Insomma, in una prospettiva «umana» potremmo dire che anche nel mondo vegetale le percezioni si basano sulla propagazione di onde di potenziale elettrico come avviene nel nostro sistema nervoso, e possono essere represse con un anestetico. Un altro esperimento epocale effettuato al Southern Cross University of Australia ha rivelato che nelle piante si può indurre un riflesso condizionato, qualcosa di simile a ciò che il celebre neurologo russo Ivan Pavlov fece con i suoi cani: questi salivavano al suono di una campanella (anche in assenza di cibo) dopo che per ripetute volte a quel suono veniva contemporaneamente offerto loro un pasto. Allo stesso modo piante di pisello sono state addestrate a crescere controvento, modalità che non adottano mai in natura, associando ripetutamente una fonte di luce a una brezza artificiale.
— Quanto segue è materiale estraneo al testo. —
PR #1735, opened 2025-07-27
Migrate to MV3 and Modern Redux

median-dxz:
**Note: This PR is currently undergoing beta testing**
 
This will close issues: #1655 #1634
 
So, this is quite a big PR. I've already outlined my changes in [#10](https://github.com/median-dxz/Cookie-AutoDelete-MV3/issues/10), and there are explanations in the commit messages as well. Here, I just want to clarify some of the most important points:
 
---
 
**Q: Why is this PR so large?**  
A: Because I migrated **all the dependencies** to their latest major versions, which introduced a lot of breaking changes, and I had to update the corresponding test suites. These changes cover build tooling, state management, UI styles, TypeScript types, and more.
 
Most of the changes focus on organizing imports, refining TypeScript types, and adapting unit tests. The other major changes include modifications to configuration files and a refactoring of Redux logic. Since the latest version of `@reduxjs/toolkit` is being used, this refactoring is necessary.

---
 
**Q: What does the MV3 migration include?**  
A: In summary, the main changes are:
1. Changed background scripts to Service Workers and modified `browserDetect` so it can run in the SW context
2. Migrated from `browserAction` to `action`
3. Fields change in `manifest.json`
4. Replaced `tabs.executeScript` with `scripting.executeScript`
5. DX: Migrated all TS types to `@types/webextension-polyfill`
6. Fixed: Ensure the timeout is now always triggered in the Service Worker environment
7. Fixed: Fix duplicate menu creation errors
8. Updated: Register event listeners synchronously in the background script

Also, a small reminder: the extension does not actually use `webRequest`, so there is no need to deal with it.
 
 Refer to: [1634#comment](https://github.com/Cookie-AutoDelete/Cookie-AutoDelete/issues/1634#issuecomment-2452797529)

---
 
**Q: Has the extension's business logic changed? Is the configuration still compatible?**  
A: Other than not using `tabs.create` to open the options page anymore (which means the config page will now default to the welcome screen), the business logic remains unchanged and the configuration is fully compatible.
 
---
 
**Q: Have the unit tests passed?**  
A: Yes, they have.
 
---
 
**Q: What about user testing?**  
A: I have tested it myself on the latest version of Chrome and found no issues so far. I haven't tested it on Firefox or other extension environments yet.
 
---
 
If you have any questions, feel free to discuss them with me in this PR!

PR #1764, opened 2025-09-09
upgrades

alaricd:


kennethtran93:
Would most of these upgrades be already done in #1735?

Tra le altre loro capacità ci sono anche quella di «sentire» a decine di metri la presenza di acqua; di penetrare in suoli durissimi; di scambiare sostanze nutritive con altre piante; di interagire con i funghi di un bosco; di variare la rigidità del proprio corpo; di comunicare tra loro attraverso sostanze chimiche per difendersi da un erbivoro. Capacità rese possibili da processi complessi che, anche se non li conosciamo ancora bene, ci inducono a parlare di un’intelligenza vegetale. Non è concentrata in una zona particolare, quello che chiameremmo un cervello, è piuttosto un’intelligenza «emergente», che nasce dalle interazioni fra tutte le parti che compongono la pianta. Una mente che conosce, ricorda e comunica con i suoi modi.